New York (AFP) - Tesla reported Wednesday another quarter of sparkling earnings growth, but shares fell amid questions over the resilience of electric vehicle demand, CEO Elon Musk's embattled Twitter transaction and other issues.
The electric vehicle (EV) maker scored a more than doubling of profits in the third-quarter to $3.3 billion on increased auto deliveries
But shares retreated in after-hours trading after the company reported revenues of $21.5 billion, a 56 percent increase over the year-ago period, but about $500 million below analyst forecasts.
The company flagged battery supply chain bottlenecks as a constraint on EV growth and noted that logistics volatility was an "improving" challenge.
"Knock on wood, it looks like we'll have an epic end-of-year," Musk said during an earnings call.
"The factories are running at full speed and we're delivering every call we make."
The results follow Tesla's disclosure earlier this month that deliveries and production grew solidly in the third quarter after diving in the prior period due to a coronavirus-related factory closure at the company's Shanghai plant.
The automaker has avoided setting specific annual delivery targets, but analysts have benchmarked a target of about 1.4 million for all of 2022.

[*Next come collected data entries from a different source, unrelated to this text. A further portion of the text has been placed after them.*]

PR #363, opened 2026-08-21
fix(scripts): report every check leg instead of stopping at the first failure

perrozzi:
## Summary

The root aggregate scripts chained their legs with `&&`, so the earliest failing leg short-circuited the run and masked every later one. A contributor had to re-run `npm run check` once per problem to discover them all.

The three aggregate scripts now delegate to a small shell helper that runs each named leg in sequence, always runs all of them, and exits non-zero if any leg failed:

- `lint` → `lint:frontend lint:stream lint:python`
- `typecheck:all` → `typecheck typecheck:cdk typecheck:stream`
- `check` → `lint typecheck:all test test:cdk test:stream test:backend`

The runner is `voc-datalake/scripts/run-legs.sh`, a POSIX `sh` script with no new dependency (it started as an inline one-liner in `package.json`; review asked for a file, following the `build-layers.sh` precedent). Per leg it prints a `>>> npm run <leg>` banner before and a `<<< <leg>: PASS` / `<<< <leg>: FAIL (exit N)` marker after, so the interleaved output of six tools stays attributable. On failure it writes a `Failed legs: ...` summary to stderr; on success, `All legs passed: ...`.

⚠️ Invoked WITHOUT `cd voc-datalake`, unlike `build:layers`: the legs are root npm scripts, so `cd`-ing first would resolve `lint:frontend` against `voc-datalake/package.json`. The script header says so.

Semantics preserved:
- Still exits `0` only when every leg passes, so `deploy:all` (`npm run check && ...`) still gates deployment exactly as before. On failure it exits with the **first failing leg's own status** rather than a flat `1` (review point): `&&` propagated the status of the leg that stopped the chain, so anything distinguishing ruff's `2` from a `1` reads the same number as before.
- The nested case composes correctly: `check` calls `lint`/`typecheck:all`, which are themselves leg runners, and an inner failure propagates outward while inner siblings still run. A nested run suppresses its own summary (`VOC_LEGS_NESTED`), so exactly one `Failed legs:` line is authoritative.
- No arguments leak into the legs (verified a leg sees an empty `argv` tail), so `test` keeps its existing `-- --run` behaviour.

### Before vs after

Before, on this checkout, `npm run check` stopped at the first red leg and reported only that. After, the same tree reports all of them.

Real output, from `npm run lint` in a fresh worktree (no `node_modules`, no venv — hence the `127`s), rather than a sketch:

```
>>> npm run lint:frontend
<<< lint:frontend: FAIL (exit 127)

>>> npm run lint:stream
<<< lint:stream: FAIL (exit 127)

>>> npm run lint:python
<<< lint:python: FAIL (exit 127)

Failed legs: lint:frontend lint:stream lint:python
```

Legs after the first red one were previously invisible behind it — `test:cdk` and `test:backend` behind `lint:python`, for instance. Any such failures are pre-existing on `development` and untouched by this change; surfacing them is the point of the PR.

## Issue

No issue number was provided with the task. The original request was scoped to "Root package.json scripts only"; review correctly rejected that scope, so this now also carries the extracted script, its test, and the doc/steering updates the change made stale.

## Build and test results

Commands run from the repository root (after `npm install --prefix` for `voc-datalake`, `voc-datalake/frontend` and `voc-datalake/lambda/stream`, which the container did not have installed):

| Command | Result | Notes |
| --- | --- | --- |
| `mise run build` | **n/a** | `mise ERROR no tasks defined` — this repo has no mise tasks. |
| `npm run build` | **FAIL (environment)** | Vite dies with `EMFILE: too many open files`; the container's `ulimit -n` is capped at 1024 and cannot be raised. Unrelated to this change, which does not touch `build`. |
| `npm run typecheck:all` | **PASS**, exit 0 | All three legs pass — confirms the all-green path still exits 0. |
| `npm run lint` | **FAIL**, exit 1 | `lint:frontend` PASS, `lint:stream` PASS, `lint:python` FAIL (pre-existing ruff findings on `development`). All three legs reported. |
| `npm run check` | **FAIL**, exit 1 | Reports `lint` FAIL, `typecheck:all` PASS, `test` PASS, `test:cdk` FAIL, `test:stream` PASS, `test:backend` FAIL. |
| `node -e "JSON.parse(...)"` | **PASS** | `package.json` is valid JSON after the edit. |

Because the repo's own gates are red on `development` for unrelated reasons, I also validated the runner in isolation with a scratch `package.json` containing synthetic `ok`/`bad` legs:

- `ok1 bad ok2` → all three legs ran, `ok2` executed after `bad` failed, summary listed `bad`, exit **1**.
- `ok1 ok2` → both ran, "All legs passed", exit **0**.
- single leg → leg receives an empty argument list (no `--` leakage), exit **0**.

## Decisions made

- **Inline `sh` helper rather than a script file.** The task restricted the change to root `package.json` scripts, so no `scripts/` file and no `npm-run-all`/`concurrently` dependency was added. The trade-off is one dense line; the alternative would have been out of scope.
- **Sequential, not parallel.** Running legs concurrently would also report everything, but it interleaves output from six tools unreadably and changes resource usage. Sequential keeps the existing behaviour and cost profile, and the per-leg banners give the attribution.
- **`lint` and `typecheck:all` converted too, not just `check`.** They have the same masking problem, and leaving them chained would mean `check` still only showed the first lint error. This is what makes the `lint:python`-behind-`lint:frontend` case visible.
- **Kept the docs as-is.** `docs/deployment.md` and `.kiro/steering/deployment.md` describe `check` as "chained with `&&`", which is now stale, but both files are outside the stated scope of this change. Worth a follow-up.

## Agent notes

**What went well.** The change is tiny and self-contained, and the repo's pre-existing red legs turned out to be an ideal live fixture: `check` genuinely had three independent failures stacked behind one another, so the before/after difference is demonstrable rather than hypothetical.

**What was difficult.** Verifying an exit-code contract in a tree where the real gates are already red is awkward — a `1` proves little on its own. I resolved it by testing the runner against synthetic pass/fail legs so both the 0 and 1 paths are covered, then confirming the real `typecheck:all` still exits 0 when genuinely green. Quoting also needed care: the helper lives inside a JSON string inside an `npm` script, so `$@`/`$*` and the trailing `--` (which stops `sh` from eating the first leg name as `$0`) all had to be right. The container fought back a bit too — the npm cache sits on a full 1 GB NFS mount (worked around with `npm_config_cache=/tmp/npmcache`) and the fd limit is hard-capped at 1024, which is what breaks the Vite build.

**Repo conventions discovered.**
- Root `package.json` is a thin orchestration layer; every real leg delegates via `--prefix voc-datalake`, `--prefix voc-datalake/frontend`, or `--prefix voc-datalake/lambda/stream`.
- There are four independent test suites (frontend Vitest, CDK Vitest, stream Vitest, Python pytest) and Python tooling expects the checked-in venv at `voc-datalake/.venv/bin/python`.
- `npm run lint:python` and `npm run test:backend` / `test:cdk` are red on `development` independently of any change, so scoped per-file runs are the practical gate.
- Commits and PR titles use conventional commits with a required scope, often with a trailing `(#NNN)`.
- `mise run build` does not exist here; the build entry point is `npm run build`.

- Update the two `deployment.md` tables that still say `check` is "chained with `&&`" — deliberately left alone here to respect the stated scope.
- Fix or re-baseline the ~550 pre-existing ruff findings (mostly `I001` import sorting). Now that `check` reports every leg, a permanently-red `lint:python` is the main thing still degrading the signal.
- Consider `printf`-ing the summary through `npm --silent` or trimming npm's own `notice run` lines; they add noise around the per-leg banners.
- Per-leg timing would be a natural addition now that the runner is a real script.


perrozzi:

This PR converts the three root aggregate scripts (`lint`, `typecheck:all`, `check`) from `&&` chains to a new inline `run:legs` POSIX-`sh` runner so every leg runs and all failures are reported, with the aggregate still exiting non-zero if any leg failed. The mechanics look correct to me: `sh -c '…' --` makes `--` the `$0` placeholder so npm's appended leg names land in `$1..$n`, `for leg in "$@"` iterates them in dash, no single quotes appear inside the single-quoted script body, and the `test` leg keeps its `-- --run` tail because legs are invoked as bare `npm run "$leg"`. I found no blockers; the remaining points are maintainability/consistency and stale docs.

### Should fix

- `package.json` — the docs are now factually wrong. `docs/deployment.md` and `.kiro/steering/deployment.md` describe `check` as "chained with `&&`" and fail-fast. The steering file in particular is agent-facing guidance, so leaving it stale actively misleads future contributors/agents. This is a two-line edit; the self-imposed "root `package.json` only" scope isn't a reason to ship a diff that contradicts checked-in documentation.
- `package.json` — a ~500-character `sh` one-liner embedded in a JSON string is hard to read, hard to diff, and hard to extend. The repo already has a precedent for shell helpers (`voc-datalake/scripts/build-layers.sh`, invoked from `build:layers`), so `scripts/run-legs.sh` would be more consistent with existing conventions than an inline expression, without adding a dependency.
- `package.json` — exit-code fidelity is lost: `&&` propagated the failing tool's actual status, whereas the runner always exits `1`. `deploy:all` only checks non-zero so gating is preserved, but if anything (CI job, wrapper script) distinguishes e.g. ruff's `2` from `1`, that signal is gone. Worth either preserving the last non-zero status or noting the change explicitly.
- CI cost: `check` no longer short-circuits, so a PR that fails `lint:python` now also runs three Vitest suites and pytest before failing. That's the intent, but if CI invokes `npm run check` on every push it's a real wall-clock/runner-minutes increase — please confirm the CI workflow is happy with that, or keep the CI entrypoint fail-fast and use the leg runner locally.
- No test covers the new behaviour. The repo convention is that a bug fix ships a regression test that fails when reverted; here the verification is manual notes plus a scratch `package.json`. A small vitest case in the CDK suite that shells out to the runner with synthetic pass/fail legs and asserts (a) all legs ran and (b) exit code, would lock in both the `0` and `1` paths cheaply.

### Nits

- `sh -c` hard-codes a POSIX shell. On Windows with npm's default `script-shell` of `cmd.exe`, all three aggregate scripts break rather than just the already-POSIX-only legs (`.venv/bin/python`, `cd … && …`). Low impact given the repo is already POSIX-leaning, but it removes any chance of these three working on Windows.
- `run:legs` now shows up in `npm run` output as a first-class task even though it's an internal helper and silently exits `0` with "All legs passed:" when given no legs. Consider naming it `_run:legs` (or documenting it) so it isn't mistaken for a user-facing command.
- The "Before vs after" block in the PR description isn't the format the code actually prints (the implementation emits `>>> npm run lint:frontend` / `<<< lint:frontend: PASS`, unindented, with no combined `typecheck / typecheck:cdk / typecheck:stream` line). Illustrative output in a PR body is fine, but it should match reality or be labelled as a sketch.
- Nested runners double the banners for `check` (`>>> npm run lint` … inner `Failed legs: …` on stderr … `<<< lint: FAIL`), which slightly dilutes the summary the PR is trying to make prominent. Suppressing the inner summary when a `VOC_LEGS_NESTED`-style env var is set would keep one authoritative "Failed legs" line.
- Worth calling out in the PR body that `npm run check` is red on `development` for pre-existing reasons; the all-green path for `check` (as opposed to `typecheck:all`) was never exercised end-to-end here.

---

perrozzi:
## Disposition — review at `765bfee8`

All five should-fix items addressed; two of them turned out to be answerable with evidence rather than code. Three nits taken, one retired by construction, one answered.

### Should fix

**1. The docs now contradict the code. Taken — and it was worse than one place.** `docs/deployment.md` had it twice (the table row and the "first failure hides every later step" bullet) and `.kiro/steering/deployment.md` three times (the inline comment on the `check` line, its table row, and its own trap bullet). All five updated. You were right that the steering file matters most: it is loaded into agent context automatically, so a stale claim there is not passive documentation, it is an instruction. The scope argument was wrong and I have dropped it — a diff that leaves checked-in docs contradicting the code is not "narrow", it is incomplete.

**2. The ~500-character `sh` one-liner. Taken — extracted to `voc-datalake/scripts/run-legs.sh`**, following the `build-layers.sh` precedent you pointed at. Now readable, diffable and testable. One deliberate difference from `build:layers`: it is invoked as `sh voc-datalake/scripts/run-legs.sh …` **without** `cd voc-datalake`, because the legs are root npm scripts — `cd`-ing first would resolve `lint:frontend` against `voc-datalake/package.json`. That constraint is stated at the top of the script so the next person does not "fix" it into the build-layers shape.

**3. Exit-code fidelity. Taken.** The runner now exits with the **first** failing leg's own status rather than a flat `1`. First rather than last, deliberately: `&&` propagated the status of the leg that stopped the chain, so anything distinguishing ruff's `2` from a `1` reads the same number it read before. Later legs still run — that is the point — they just do not overwrite the answer. Pinned by `exits with the first failing leg's own status, not a flattened 1`, and demonstrated end to end below.

**4. CI cost. Answered with evidence: no CI job runs `check`, so there is no runner-minute increase.** This repo has exactly one workflow, `.github/workflows/no-event-logging-guard.yml`, and it runs a single test file with plain `python -m pytest lambda/api/test/test_no_event_logging.py` — no npm, no `check`, no `lint`. The only mention of `npm run check` in that file is a comment explaining that the real gate lives in `package.json` and is *not* wired to CI. So the extra wall-clock lands only on a developer who chose to run the full gate locally, which is where wanting all the results is the point.

**5. No test covered the new behaviour. Taken**, as the vitest-with-synthetic-legs case you described: `voc-datalake/lib/tooling/run-legs.test.ts`, 7 cases. It copies the script into a sandbox at the same relative path and drives it with fake legs (`ok`, `bad`, `bad:ruff` exiting `2`), so it exercises the runner and never the real suites. It lives under `lib/` because `vitest.config.ts` includes exactly `lib/**/*.test.ts` — that is the only path `test:cdk` collects — and the file says so, since a shell-script test under `lib/` otherwise looks misfiled.

Mutation-checked by running each revert, not predicting it:

| Revert | Fails |
|---|---|
| hardcode `exit 1` | `exits with the first failing leg's own status` |
| `break` after a failure (restore `&&`) | `runs every leg even after one fails` **+** `reports the failing legs together on stderr` |
| remove the `VOC_LEGS_NESTED` guard | `prints no summary when nested` |
| drop the empty-args guard | `refuses a run with no legs` |

### Nits

- **`run:legs` appearing as a first-class task, and its silent success on no legs. Retired by construction rather than renamed:** the npm script is **gone**. The three aggregates call the shell script directly, so there is no internal task to mistake for a user-facing one, and one less layer of `npm run` indirection. A run with **no legs is now an error** (`exit 2`, "no legs given") instead of reporting success.
- **Nested double-banners. Taken.** A nested run (`check` → `lint`, `typecheck:all`) sets `VOC_LEGS_NESTED=1` and prints no summary, so exactly one authoritative `Failed legs:` line survives. Per-leg PASS/FAIL lines are kept — those are the diagnosis, not the noise.
- **PR description output block didn't match reality. Fixed** — the body now shows what the code prints (`>>> npm run lint:frontend` / `<<< lint:frontend: PASS (exit …)` on failure), unindented, with no invented combined line.
- **POSIX `sh` on Windows.** Acknowledged and unchanged: the legs themselves are already POSIX-only (`.venv/bin/python`, `cd … && …`), so these aggregates never worked under `cmd.exe`. Now stated in the script header rather than implied.

### Verification

- `npx vitest run lib/tooling/run-legs.test.ts` — **7 passed**.
- Full CDK suite `npx vitest run` — **286 passed, 18 files**. ⚠️ It reports 47 failures unless `voc-datalake/frontend/dist/` exists (`CannotFindAsset`); that is a pre-existing property of the suite, not this change — creating the directory turns the same tree green.
- `npx tsc --noEmit` (CDK, includes the new test) — clean.
- **End-to-end on the real aggregate**, which is also the demonstration this PR is for: `npm run lint` in a fresh worktree ran **all three** legs and exited `127`.

```
>>> npm run lint:frontend
<<< lint:frontend: FAIL (exit 127)
>>> npm run lint:stream
<<< lint:stream: FAIL (exit 127)
>>> npm run lint:python
<<< lint:python: FAIL (exit 127)

Failed legs: lint:frontend lint:stream lint:python
```

Under `&&` that run would have stopped after the first line and said nothing about the other two. (The `127`s are honest: no `node_modules` or venv in a fresh worktree — and the exit code is the *first* leg's, which is fidelity holding on real input.)

### Still not addressed, deliberately

`check` has **no `build` leg** and does not include `typecheck:tests`, so it remains an incomplete gate in a second, unrelated way. Out of scope here — this PR changes how the legs are *run*, not which legs exist — but worth its own change, since "check passed" currently says nothing about whether the frontend builds.

perrozzi:

Since my last pass the author extracted the one-liner into `voc-datalake/scripts/run-legs.sh`, updated both `deployment.md` files, added a regression test (`voc-datalake/lib/tooling/run-legs.test.ts`), made the exit status the first failing leg's real status, added a `VOC_LEGS_NESTED` guard for nested summaries, and made a no-leg invocation an error. That's essentially every should-fix from the previous review except the CI-cost confirmation.

### Resolved
- Stale docs: both `docs/deployment.md` and `.kiro/steering/deployment.md` now describe the every-leg behaviour instead of the `&&` chain.
- Inline ~500-char JSON string replaced by `voc-datalake/scripts/run-legs.sh`, consistent with the `build-layers.sh` precedent.
- Exit-code fidelity restored (first failing leg's own status), with a test pinning ruff's `2`.
- Regression test added covering all-pass, continue-after-failure, non-zero exit, stderr summary, nesting, and empty args.
- Nested double-summary nit fixed via `VOC_LEGS_NESTED`; the user-visible `run:legs` script is gone.

### Still open
- No confirmation that the CI entrypoint is happy losing short-circuit behaviour on `check` (extra runner minutes when an early leg fails).
- POSIX-`sh`-only nit remains (now an explicit `sh …` invocation), documented in the script header.

### New findings

**Should fix — `voc-datalake/lib/tooling/run-legs.test.ts`: the sandbox `npm run` inherits the parent npm's config env, so the test may fail under the real gate.** The test is collected by `npm run test:cdk`, i.e. `npm run test --prefix voc-datalake`, which exports `npm_config_prefix` / `npm_config_local_prefix` (and `npm_config_*` generally) into the vitest process. `spawnSync` passes `{ ...process.env }` through, so the nested `npm run ok` inside the temp sandbox can resolve its `package.json` against the repo/`voc-datalake` prefix rather than `cwd`, yielding `Missing script: ok` and a non-zero status — the test would pass under bare `vitest` but fail via `npm run test:cdk`. Strip npm-injected config before spawning, e.g. build the env by deleting every `npm_config_*` / `npm_lifecycle_*` key (and keep `VOC_LEGS_NESTED` handling as-is), or invoke the leg runner with an explicit `--prefix "$sandbox"`. Worth verifying the test actually passes via `npm run test:cdk`, not just directly.

**Nit — `voc-datalake/scripts/run-legs.sh`:** if `VOC_LEGS_NESTED=1` happens to be exported in the caller's environment (outer harness, CI wrapper), the outermost run silently suppresses its own `Failed legs:` summary. Using a dedicated argument/flag, or unsetting the variable for the top-level invocation in `package.json`, avoids that.

**Nit —** the script must run with the repo root as cwd yet lives under `voc-datalake/scripts/`; a root-level `scripts/run-legs.sh` would match its actual contract better. The header comment mitigates it.

---

perrozzi:
### Background agent — FAILED

| Field | Value |
|-------|-------|
| Task  | `01M0K1SHM87BD81PTZA2XD057B` |
| Status | **FAILED** |
| Last event | `task_failed` @ 2026-08-21T20:56:59.464Z |

perrozzi:
## Convergence run — 🔴 Failed — did NOT converge

A leg of the loop failed. The pull request is left wherever the last push put it.

**Why it stopped:** review task FAILED

| | |
|---|---|
| Outcome | **FAILED** |
| Iteration | 0 of 5 |
| Loop spend | $0.00 of $100.00 |
| Goal | Close out the remaining review findings on this PR (the leg runner behind the root lint/typecheck:all/check aggregates). Round 1's five should-fix items are all addressed and confirmed resolved by round 2; what follows is round 2's list only. ## Should fix — and READ THIS FIRST, because the pr… |
| Run | [`01M0K1SEW27F2F0SMJ6XTBY8QC`](https://d1t2aabk0oo81s.cloudfront.net/runs/01M0K1SEW27F2F0SMJ6XTBY8QC) |

### Each iteration

|---|---|---|---|---|---|---|
| 0 | no verdict recorded | — | — | — | — | — |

Tesla is on pace for a 50 percent increase in production this year, but could fall shy of that goal when it comes to getting the cars to buyers, chief financial officer Zach Kirkhorn said on the call.
Tesla is working on smoothing out a "crazy delivery wave" at the end of each quarter, Musk told analysts.
"There weren't enough boats; there weren't enough trains; there weren't enough car carriers to actually support the wave, because it got too big," Musk said.
Tesla watchers are expecting a strong fourth quarter with a restored Shanghai factory and the ramp-up of plants in Texas and Germany.
Immune to inflation?
But Covid-19 remains a wildcard in light of China's continued adherence to its zero-tolerance approach to fighting the virus.
Another question concerns whether Musk's company will continue to remain immune to macroeconomic concerns, especially inflation.
The cheapest version, the Tesla Model 3, currently lists for about $48,500.With US inflation showing no signs of easing, analysts wonder whether demand for the pricey vehicles will remain robust.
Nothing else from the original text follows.